Bank of England rate-setters came under more pressure to cut borrowing costs today after a surprise fall in manufacturing output in March.

The 0.5% decline shown by official figures contrasted with expectations of unchanged manufacturing production during the month and comes a day after survey evidence of slowing activity in the services sector.

There were "widespread falls" in manufacturing output led by a 1.3% decline for transport firms such as car makers and shipbuilders, according to the Office for National Statistics (ONS).

Despite the sudden fall-off in March, overall output across the sector increased 0.3% during the first quarter of 2008 after gains in January and February.

Capital Economics economist Paul Dales said the gloomy figures made the Monetary Policy Committee's (MPC) rate decision - due tomorrow -"a closer call than a few days ago".

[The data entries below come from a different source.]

PR #722, opened 2024-03-29
feat(cardinal): search v2

pyrofolium:
Closes: WORLD-1002

```
                                                                                                              
                                                                                                              
                                                                                     ┌─────────────────       
                                                                                     │                │       
                                                                                     ▼                │       
         ┌──────────────────┐              ┌─────────────────┐              ┌────────────────┐        │       
         │                  │              │                 │              │                │        │       
         │ NewSearch(...)   ├──────────────▶   Entity(...)   ├──────────────▶   Where(...)   │────────┘       
  ┌──────┴─────────┐        │    ┌─────────┴─────┐           │ ┌────────────┴──┐             │                
  │  Return Type:  ├────────┘    │ Return Type:  ├───────────┘ │ Return Type:  ├─────────────┘                
  │preSearchBuilder│             │ SearchBuilder │             │ SearchBuilder │     │                        
  └────────────────┘             └───────────────┘             └───────────────┘     │                        
                                                                       │             │                        
                                                                       │             └────┐                   
                                                                       │                  │                   
            ┌──────────────────────────────────────────────────────────┘                  │    ┌─────────────┐
            │                                                                             │    │   Methods   │
            │                                                                             ▼    │ return void │
            │                                                                  ┌───────────────┤ or integer  │
            ▼                                                                  │               └─────┬───────┘
     ┌──────────────┐              ┌───────────┐                               │     Each(...),      │        
     │              │              │           │                               │     First(...),     │        
     │              ◀──────────────┤           │          ┌───────────────────▶│   MustFirst(...),   │        
     │ Input type:  │              │  Return   │          │                    │     Count(...)      │        
     │SearchBuilder ├──────────────┤   Type:   │          │                    │                     │        
     │or Searchable │              │Searchable │          │                    └─────────────────────┘        
     │              │              │           │          │                                                   
     │              │              │           │          │                                                   
     └──────┬───────┘              └───┬───────┘          │                                                   
            │  And, Or, Not functions  │                  │                                                   
            │  that take search types  ├──────────────────┘                                                   
            │                          │                                                                      
            │                          │                                                                      
            │                          │                                                                      
            │                          │                                                                      
            └──────────────────────────┘                                                                      
```

There are 3 concepts needed to be understood. 

Set Operators - Composes search results via set operators, And, Or, Not
Filter Operators - Composes Contains and Exact filter operators via And, Or Not
Filter functions - functions that filter search results based on component properties. 

<!--
ELLIPSIS_HIDDEN
-->


----

| <a href="https://ellipsis.dev" target="_blank"><img src="https://avatars.githubusercontent.com/u/80834858?s=400&u=31e596315b0d8f7465b3ee670f25cea677299c96&v=4" alt="Ellipsis" width="30px" height="30px"/></a> | :rocket: This PR description was created by [Ellipsis](https://www.ellipsis.dev) for commit b56e8525076a2de66c63b9f651c2bae429ebbeea.  | 
|--------|--------|

### Summary:
This PR introduces a new, more flexible version of the search functionality in the Cardinal engine, including the concept of set operators and filter functions, and updates various files to use this new functionality.

**Key points**:
- Introduced a new version of the search functionality in the Cardinal engine.
- Added the concept of set operators (And, Or, Not) and filter functions for composing search results.
- Updated various files to use the new search functionality.
- Added tests for the new search functionality.


----
Generated with :heart: by [ellipsis.dev](https://www.ellipsis.dev)



<!--
ELLIPSIS_HIDDEN
-->


cardinal/benchmark/benchmark_test.go
```diff
@@ -36,7 +35,7 @@ func setupWorld(t testing.TB, numOfEntities int, enableHealthSystem bool) *testu
 		err := cardinal.RegisterSystems(
 			world,
 			func(wCtx engine.Context) error {
-				q := cardinal.NewSearch(wCtx, filter.Contains(Health{}))
+				q := cardinal.NewSearch(wCtx).Contains(cardinal.SearchComponent[Health]())
```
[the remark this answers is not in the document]
pyrofolium: let me see what I can do [](edited-with-Axolo)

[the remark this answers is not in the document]
pyrofolium: I did this, but here's a thing that's a bit weird about it. It makes it so that this feature can only be used by using things from two different packages. I don't mind too much though. [](edited-with-Axolo)

cardinal/search/filtercomponent.go
```diff
@@ -0,0 +1,103 @@
...
+		FilterFunc: f,
+	}
+}
+
+func (afc *andFilterComponent) Evaluate(wCtx engine.Context, id types.EntityID) (bool, error) {
+	var result = true
+	for _, filterComp := range afc.filterComponents {
+		otherResult, err := filterComp.Evaluate(wCtx, id)
+		if err != nil {
+			continue
```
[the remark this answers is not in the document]
pyrofolium: This was done with intent. See the comment on top. 

Basically some entities in the search result just won't contain component related to the property filter. In this case the evaluater will return an error rather then a true or a false. For this case the search algorithm just treats the filter as if it never existed.

cardinal/search/filtercomponent.go
```diff
@@ -0,0 +1,103 @@
...
+	}
+	return !result, nil
+}
+
+func (ofc *orFilterComponent) Evaluate(wCtx engine.Context, id types.EntityID) (bool, error) {
+	var result = true
+	for _, filterComp := range ofc.filterComponents {
+		otherResult, err := filterComp.Evaluate(wCtx, id)
+		if err != nil {
+			continue
```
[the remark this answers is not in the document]
pyrofolium: Also same response as above. Open to discussion about this. lmk.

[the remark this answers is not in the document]
jerargus: I'll resolve this chain in favor of the one above.

cardinal/search/filtercomponent.go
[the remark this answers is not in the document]
jerargus: I don't know the exact right thing to do, but it looks inconsistent to have the notFilterComponent return an error and this continue.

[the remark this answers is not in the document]
pyrofolium: > I don't know the exact right thing to do, but it looks inconsistent to have the notFilterComponent return an error and this continue.

Yeah, I'll take a look at this.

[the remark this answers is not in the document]
pyrofolium: @jerargus Yeah, you're right there's a subtle thing going on here. 

the and, or filters will never return an error which is inconsistent with Not. The issue is subtle. What happens is the and, or filters default to true. There is a case where this shouldn't happen, it's when all evaluations error out. In this case the filter should also return an error. This makes it consistent with the Not filter.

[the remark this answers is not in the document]
pyrofolium: So in short this is how it works. 

Any filter that is composed of other filters, will only return an error if ALL internal filters also return an error. Otherwise if only some internal errors return an error, the filter will treat that individual filter as if it never existed.

pyrofolium:
https://argus-labs.slack.com/archives/D05MXTVLSUB/p1711741338073329

@jerargus caught a bug in the Not filter which was one of this filters without coverage. This bug has been fixed.

cardinal/search/filtercomponent.go
```diff
@@ -0,0 +1,118 @@
...
+	"pkg.world.dev/world-engine/cardinal/types/engine"
+)
+
+// This package involves primitives for search.
+// It involves creating and combining primitives that represent
+// filtering properties on components.
+
+type PredicateEvaluator interface {
+	Evaluate(wCtx engine.Context, id types.EntityID) (bool, error)
+}
```
technicallyty, line 16: godoc here as well, would help for those who are unfamiliar with this section of the code

cardinal/search/search.go
```diff
@@ -24,30 +24,95 @@ type cache struct {
...
+		reader:                  wCtx.StoreReader(),
+		wCtx:                    wCtx,
+		componentPropertyFilter: nil,
+	}
+}
+
+func (s *Search) Contains(component ...componentWrapper) *Search {
+	if s.filter != nil {
+		panic("Search already contains a filter.")
+	}
```
technicallyty, line 55: is this case ever possible? would it be bad if we just let it continue and overwrite the filter if there was one?

cardinal/search/searchcomponent.go
```diff
@@ -0,0 +1,25 @@
...
+
+// This file represents primitives for search
+// The primitive wraps the component and is used in search
+// the purpose of the wrapper is to prevent the user from ever
+// instantiating the component. These wrappers are used to check if entities
+// contain the specified component during the search.
+
+type componentWrapper struct {
+	Component types.Component
+}
```
technicallyty, line 13: any reason we can't just return a `types.Component` from the function below? not sure i understand why we need the wrapper

pyrofolium (commented):
responded.

cardinal/search/search.go
technicallyty: ahh i see. thanks!

cardinal/search/searchcomponent.go
technicallyty: you'll get a compile error if you try to pass in a struct value to the generic parameter though

this won't compile:
```
cardinal.NewSearch(wCtx).Contains(search.Component[EnergyComponent{Amt: 3}]())
```

technicallyty: oh wait i think i see why now

technicallyty: nevermind lol

cardinal/search/search.go
```diff
@@ -154,3 +226,59 @@ func (s *Search) evaluateSearch() []types.ArchetypeID {
 	cache.seen = s.reader.ArchetypeCount()
 	return cache.archetypes
 }
+
+func (s *Search) And(otherSearch *Search) *Search {
```
smsunarto, line 230: These logical operators (Or/And/Not) produce invalid behavior. The boolean algebra doesn't check out if you write up the truth table.

Here's an example: https://docs.google.com/spreadsheets/d/1LHyQPTGi3mwpJYWARaU_CCtk6PczTjfro79q3hpG_zw/edit?usp=sharing

smsunarto (changes requested):
Not done with the review yet, but want to flag what might be a significant flaw.

cardinal/search/search.go
pyrofolium: Hey @smsunarto I took a quick look at your spread sheet. I tried to implement line 2 and it worked. See cardinal/search_test.go in this PR. 

Not sure if that's how you did the query. Let's connect Monday to see what you're talking about.

pyrofolium: Additionally it's a bit wierd the way the spread sheet describes what's going on. 

Take a look at H and I. H filters for component types. I filters for component properties. 

while H can exist on it's own I can only exist and modify the value of the component type filter. It does not technically make sense to say (H && I). So if an AND operator was used to connect the two broken queries there might be problems. This is untested. It's likely better to force a giant panic so that these queries can be used correctly.

pyrofolium: nm about the earlier comments. I see what's going on here. I'll have to rethink the operators.

pyrofolium: I'm thinking the component property filters just have to be all permanently anded together under every search operator.

pyrofolium: Operators are now only allowed to work on Searches without the where clause. 

This makes it so that the Where clause can only be called at the tail end of the search. This prevents predicates from ever being anded/ored.

smsunarto: The solution for this is pretty straightforward, just and/or/not the resulting entity ids after executing the searches separately, i already wrote this down in the spreadsheet [](edited-with-Axolo)

pyrofolium:
I must have missed that. I'm out right now so can't conveniently view your
spreadsheet. Will look when available. I thought about this route though.
The reason why I didn't go with it is because it's not clear what it means
to NOT/AND/OR the entity id or a collection of entity ids. For example NOT
calls for an inverse value but what is an inverse of an id number? A
negative number? Those were my initial thoughts.

I will take a look at what you wrote when I can.

cardinal/search/search.go
pyrofolium: Moved this reply here from below: 

I must have missed that. I'm out right now so can't conveniently view your
spreadsheet. Will look when available. I thought about this route though.
The reason why I didn't go with it is because it's not clear what it means
to NOT/AND/OR the entity id or a collection of entity ids. For example NOT
calls for an inverse value but what is an inverse of an id number? A
negative number? Those were my initial thoughts.

I will take a look at what you wrote when I can.

pyrofolium: I took another look. The excel sheet is not entirely clear to me. 

Are you implying that the Boolean operators become set operators at the search level?

Or = union
And = intersection 
Not = complement

I'm a bit against this. It involves additional processing (looping).

smsunarto: It's clear to me and I'm pretty sure anyone else on what it means. It just means that the entity is in search 1 AND/OR in search 2. The reason why your not example doesn't make sense is because it's on the same class as AND/OR operators. NOT is a negation, so you need to use it with AND/OR and not by itself.

And/or boolean algebra is analagous to union/intersect, this is just how it works in math.

I don't see any other way to do it other than this; the way you implemented produces results that doesn't make intuitive sense [](edited-with-Axolo)

smsunarto: That aside, I don't think And/Or should be implemented as methods of search. 

It's impossible to get the two searches aligned using indentation, so it's not as readable. It should probably just be a top level function. [](edited-with-Axolo)

pyrofolium: > It's clear to me and I'm pretty sure anyone else on what it means. It just means that the entity is in search 1 AND/OR in search 2. The reason why your not example doesn't make sense is because it's on the same class as AND/OR operators. NOT is a negation, so you need to use it with AND/OR and not by itself.
> 
> And/or boolean algebra is analagous to union/intersect, this is just how it works in math.
> 
> I don't see any other way to do it other than this; the way you implemented produces results that doesn't make intuitive sense

Apologies, when I said it's not entirely clear to me I meant that in a completely neutral way. Not saying anything about the quality of your explanation or about me or about whether others understand it or not. More in the sense of "I don't get it, I'll have to talk to you about it for more clarity on my end." That's it. Honestly I wasn't even thinking about anything else, but apologies it didn't come off this way. 

The isomorphism between SET and boolean actually exists beyond just SET and Bool. It works for number theory and even graph theory. It even exists for cryptography primitives which you would likely know better than me. It's just abstract algebra and it's everywhere. Personally, I didn't fully understand what was going on with your sheets because there were expressions in that sheet where using the same symbols are used for boolean and set operators in a single expression. That's just me though, don't worry about it. 

Additionally note that NOT does work as a Set operator independently of other operators. If you have 3 entities total in the universe: [1,2,3], then NOT(1) = [2,3], there isn't a special case here. Basically if there's a NOT operator the search has to go into a secondary loop to remove relevant entities from a copy of the totality of entities to generate the complement. 

But this is besides the point. All I'm saying is that introducing a new type of operator that operates on SETs leads to a additional algorithmic complexity overhead. You are initializing a second loop for NOT and OR. Only AND does not need a secondary loop. It's also redundant on top of filters too, that is unless you want to get rid of the algebra library on filters all together? 

My personal opinion is the way I designed it now (post your post with the sheets) where the ordering of the methods makes it so operators have to be used before the WHERE clauses makes it exactly identical to how it's used before search V2 is more efficient as we won't need to launch a new loop. 

We can go whatever. I'm cool with whatever like always. This is your call, I'm just offering my perspective. 

> That aside, I don't think And/Or should be implemented as methods of search.
> 
> It's impossible to get the two searches aligned using indentation, so it's not as readable. It should probably just be a top level function.

Yeah this is just aesthetic. I agree stylistically with this, i prefer functional programming over OOP anyway.

pyrofolium: How about I just implement the functional operators on entity ids and I kill the filter library in subsequent PR because it becomes redundant.

smsunarto: All of this is unclear to me. I need to see a properly written down spec/reference implementation if you want me to consider any alternates [](edited-with-Axolo)

pyrofolium: @smsunarto design doc:

https://www.notion.so/arguslabs/Alternative-Operations-for-Search-9359dd288e06471795dc1771bda30fcc?pvs=4

pyrofolium: Changes in the discussion in the notion doc have been implemented.

pyrofolium: @smsunarto I didn't realize you introduced ANOTHER proposal within my proposal. I took a quick glance and I thought it was just an example of the existing proposal. I'm getting pulled in multiple directions here. I'll take a deeper look. 

I would recommend next time if there's a new proposal, preface it with a description rather then just a code example. I need some context here on why and what are the new changes.

smsunarto: Well you didn't ask any questions, you just assumed what you wanted to believe and ran with it. [](edited-with-Axolo)

pyrofolium: Yeah I did, but a random example in my proposal that's actually an entirely NEW design wasn't expected either [](edited-with-Axolo)

pyrofolium: I'm sort of getting pulled in multiple directions here [](edited-with-Axolo)

pyrofolium: there IS a design doc here btw and this isn't changing any of my issues [](edited-with-Axolo)

pyrofolium: there's two proposals, and a third proposal within my second proposal [](edited-with-Axolo)

pyrofolium: anyway no worries, I'll take a look and see what I can do [](edited-with-Axolo)

pyrofolium: just a little confused here with all the designs [](edited-with-Axolo)

cardinal/search/filtercomponent.go
```diff
@@ -0,0 +1,83 @@
...
+
+import (
+	"github.com/rotisserie/eris"
+
+	"pkg.world.dev/world-engine/cardinal/types"
+	"pkg.world.dev/world-engine/cardinal/types/engine"
+)
+
+// This package involves primitives for search.
+// It involves creating and combining primitives that represent
```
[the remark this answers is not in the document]
pyrofolium: Do this in a later PR.

cardinal/search/composedsearch.go
```diff
@@ -0,0 +1,269 @@
...
+		ids, err := search.collect(eCtx)
+		if err != nil {
+			return nil, err
+		}
+		for _, id := range ids {
+			resMap[id] = true
+		}
+	}
+	res := make([]types.EntityID, 0)
+	for id := range resMap {
```
jerargus, line 56: Looping over map keys is nondeterministic. res should be declared at the top of the function and appends should take place in the nested for loop near `resMap[id]=true`. The resMap should still be used to make sure duplicate ids are not added to the slice.

cardinal/search/composedsearch.go
```diff
@@ -0,0 +1,269 @@
...
+}
+
+func (andSearch *AndSearch) evaluateSearch(eCtx engine.Context) []types.ArchetypeID {
+	searchCounts := make(map[types.ArchetypeID]int)
+	for _, search := range andSearch.searches {
+		ids := search.evaluateSearch(eCtx)
+		for _, id := range ids {
+			v, ok := searchCounts[id]
+			if !ok {
+				searchCounts[id] = 0
```
jerargus, line 162: Same as above, this can be simplified to `searchCounts[id]++`. It also fixes this off-by-one error here.

cardinal/search/composedsearch.go
pyrofolium: I don't understand this request. Non-determinism doesn't have to do with anything here? 

It seems you're just requesting to re arrange the primitives to do the same thing? Please explain what you are thinking here.

jerargus: If I construct a Search that uses this OrSearch, and ends with a First(), a collection of entity IDs will put into a slice, and I'll be handed whatever entity ID happens to be at index 0. Given identical runs of the same tick, the set of items in the slice will always be the same, but the order of the items may change from run to run (because ranging over maps is non-deterministic). This means the entity ID returned from First() is nondeterministic.

My suggestion is to rearrange the existing primitives, but the end result will be a deterministic ordering of entity IDs that won't change between identical runs of the same tick.

If this explanation isn't clear, or if I'm missing something, let's hop on a call.

pyrofolium: This is correct behavior. Ordering isn't a factor in search [](edited-with-Axolo)

pyrofolium: I understand what you're saying [](edited-with-Axolo)

pyrofolium: First will be nondeterministic, we should absolutely never allow the user to rely on determinism here because it will be an arbitrary determinism/order with no rhyme or reason. [](edited-with-Axolo)

pyrofolium: If we want determinism that should be an explicit feature which isn't part of the spec. I would impliment it as some type of order [](edited-with-Axolo)

technicallyty: can we just sort it by entity ID? search will need to return the exact same results given the same state.

cardinal/search/search.go
```diff
@@ -167,7 +167,39 @@ func (s *Search) Each(eCtx engine.Context, callback CallbackFn) (err error) {
...
+	var acc types.EntityID = 0
+	for _, id := range ids {
+		if id > acc {
+			acc = id
+		}
+	}
+	return acc
+}
+
+func fastSortIds(ids []types.EntityID) {
```
technicallyty: we can also just use `slices.Sort` , it uses pdqs under the hood, so should be fast enough

cardinal/cardinal.go
```diff
@@ -31,8 +31,37 @@ var (
...
+var NewLegacySearch = search.NewLegacySearch
+
+type Search = search.Search
+
+// FilterFunction wrap your component filter function of func(comp T) bool inside FilterFunction to use
+// in search.
+//
+// Usage:
+//
+//	cardinal.NewSearch(worldCtx).
```
smsunarto, line 56: This documentation doesn't seem to hold true anymore since you are moving the wCtx to the `Each`/`First` instead of NewSearch

cardinal/cardinal.go
```diff
@@ -31,8 +31,37 @@ var (
...
+//
+// cardinal.NewSearch(worldCtx).Exact(search.Component[AlphaTest]())
 var NewSearch = search.NewSearch
 
+// NewLegacySearch allows users to create a Search object with a filter already provided
+// as a property.
+//
+// Usage:
+//
+// cardinal.NewSearchWithFilter(wCtx, filter.Exact(Alpha{}, Beta{}))
```
smsunarto, line 46: this needs to be updated

cardinal/search_test.go
```diff
@@ -0,0 +1,309 @@
...
+			if id <= ids[index+1] {
+				continue
+			}
+			return false
+		}
+	}
+	return true
+}
+
+func TestSetOperationsOnSearch(t *testing.T) {
```
smsunarto, line 132: Use table driven test

cardinal/search_test.go
smsunarto, line 1: These tests needs to be more granular and function names should clearly communicate what it is actually testing (https://ieftimov.com/posts/testing-in-go-naming-conventions/).

Many tests in the codebase are often just jumbles of happy path integration test jammed into a single function that makes it unclear how good the testing coverage is. For example, it's unclear to me here how `TestFullSearch` is different with `TestSearchExample`. The goal could be the same or it could be different, but it's impossible to tell because there are no comments nor is the function name descriptive enough.

Cases that I would like to see better coverage on:
- `Exact` strictly only returns entities that have exactly the same set of component
- `Contains` returns all entities that contains the component requested.
- What happens if the search targets a component that is not registered?
- What happens if in a set operator (i.e. search.And) one of the queries have a component that is not registered? How about other errors from the individual searches?
- Error handling of `.Where(...)` what is the expected behavior when an error is returned?

smsunarto (changes requested):

cardinal/cardinal.go
pyrofolium: Yeah I'll update that.

cardinal/search/composedsearch.go
pyrofolium: Yeah this is done.

cardinal/search_test.go
pyrofolium: Most of these tests existed before. I can modify them accordingly.

pyrofolium: @smsunarto added some tests that illustrates the behavior requested above. Let me know if you want some adjustments to the behavior here.

cardinal/search_test.go
```diff
@@ -305,3 +305,197 @@ func TestSearchExample(t *testing.T) {
 	assert.NilError(t, err)
 	assert.Equal(t, amount, 5)
 }
+
+func TestExactFilterOnSearch(t *testing.T) {
```
smsunarto, line 309:
```suggestion
func TestSearch_Exact_ReturnsExactComponentMatch(t *testing.T) {
```

The idea of this convention is `Test<relevant package/type/function>_<method or context>_<tested behavior>`

cardinal/search_test.go
```diff
@@ -305,3 +305,197 @@ func TestSearchExample(t *testing.T) {
...
+	assert.NilError(t, err)
+	_, err = cardinal.CreateMany(worldCtx, 10, AlphaTest{}, BetaTest{}, GammaTest{})
+	assert.NilError(t, err)
+
+	amt, err := search.NewSearch().Entity(filter.Exact(filter.Component[BetaTest]())).Count(worldCtx)
+	assert.NilError(t, err)
+	assert.Equal(t, amt, 12)
+}
+
+func TestContainsFilterOnSearch(t *testing.T) {
```
smsunarto, line 342:
```suggestion
func TestSearch_Contains_ReturnsEntityThatContainsComponents`(t *testing.T) {
```

cardinal/search_test.go
```diff
@@ -305,3 +305,197 @@ func TestSearchExample(t *testing.T) {
...
+	assert.NilError(t, err)
+	_, err = cardinal.CreateMany(worldCtx, 10, AlphaTest{}, BetaTest{}, GammaTest{})
+	assert.NilError(t, err)
+
+	amt, err := search.NewSearch().Entity(filter.Contains(filter.Component[BetaTest]())).Count(worldCtx)
+	assert.NilError(t, err)
+	assert.Equal(t, amt, 42)
+}
+
+func TestUnregisteredComponentOnSearch(t *testing.T) {
```
smsunarto, line 375:
```suggestion
func TestSearch_ComponentNotRegistered_ReturnsZeroEntityWithNoError(*testing.T) {
```

cardinal/search_test.go
smsunarto: There are cases where you have to bend the convention here, but the idea is to highlight the relevant function/methods/package and the behaviour that you want to pinpoint in the test.

cardinal/search_test.go
```diff
@@ -305,3 +305,197 @@ func TestSearchExample(t *testing.T) {
...
+	assert.NilError(t, err)
+	_, err = cardinal.CreateMany(worldCtx, 10, AlphaTest{}, BetaTest{}, GammaTest{})
+	assert.NilError(t, err)
+
+	amt, err := search.NewSearch().Entity(filter.Contains(filter.Component[HP]())).Count(worldCtx)
+	assert.NilError(t, err)
+	assert.Equal(t, amt, 0)
+}
+
+func TestUnregisteredComponentOnSetOperators(t *testing.T) {
```
smsunarto, line 408:
```suggestion
func TestSearch_SetOperator_ComponentNotRegistered_NoError(t *testing.T) {
```

cardinal/search_test.go
```diff
@@ -305,3 +305,197 @@ func TestSearchExample(t *testing.T) {
...
+		},
+	}
+	for _, searchStruct := range tests {
+		amt, err := searchStruct.search.Count(worldCtx)
+		assert.NilError(t, err)
+		assert.Equal(t, amt, searchStruct.count)
+	}
+}
+
+func TestWhereClauseOnSearch(t *testing.T) {
```
smsunarto, line 463:
```suggestion
func TestSearch_Where_FiltersEntityCorrectly(t *testing.T) {
```

cardinal/search_test.go
```diff
@@ -184,7 +184,7 @@ func TestSetOperationsOnSearch(t *testing.T) {
 	}
 }
 
-func TestSearchExample(t *testing.T) {
+func TestSearchEntityMethod(t *testing.T) {
```
smsunarto, line 187:
```sugestion
func TestSearch_Integration(t *testing.T) {
```

I recommend following this convention: `Test<relevant package/type/function>_<method or context>_<tested behavior>`

There are cases where you have to bend the convention here, but the idea is to highlight the relevant function/methods/package and the behavior that you want to pinpoint in the test.

smsunarto (approved):
left test function name nits, but lgtm

cardinal/search/search.go
pyrofolium: https://pkg.go.dev/sort#Sort

The sort here is actually O(N). Technically, O(max_entity_id_value). It works because of the way we create entity ids.

jerargus (approved):

cardinal/search/search.go
pyrofolium: I switched this so slices.Sort. I was mistaken about the way we create entity ids. This will cause a problem if we use this style of sort.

He said: "The fall in manufacturing output supports our view that industry will not be able to compensate for the consumer slowdown.

"Coming after yesterday's weak services survey, this data may boost hopes that the MPC will cut rates again tomorrow."

The MPC cut rates for the third time in five months in April but has not voted for back-to-back reductions since November 2001 in the wake of the September 11 terrorist attacks.

The committee is also charged with keeping inflation pegged to 2%, but the cost of living is currently running above target at 2.5% - limiting the pace at which the MPC can cut rates to help the economy.

But the manufacturing figures - as well as the service sector data - will add weight to the arguments of "dovish" MPC member David Blanchflower, who last month called for a 0.5% cut to stave off the risk of the UK suffering the same economic woes as the US.

Although the committee eventually elected for a less drastic 0.25% cut to 5%, a three-way split emerged as two policymakers called for rates to be held because of inflation risks from surging oil costs and a weak pound.

Global Insight's chief UK economist, Howard Archer, said another rate cut tomorrow was a "distinct possibility".

He added: "The recent stream of weaker data suggests that the UK economic downturn is deepening and widening."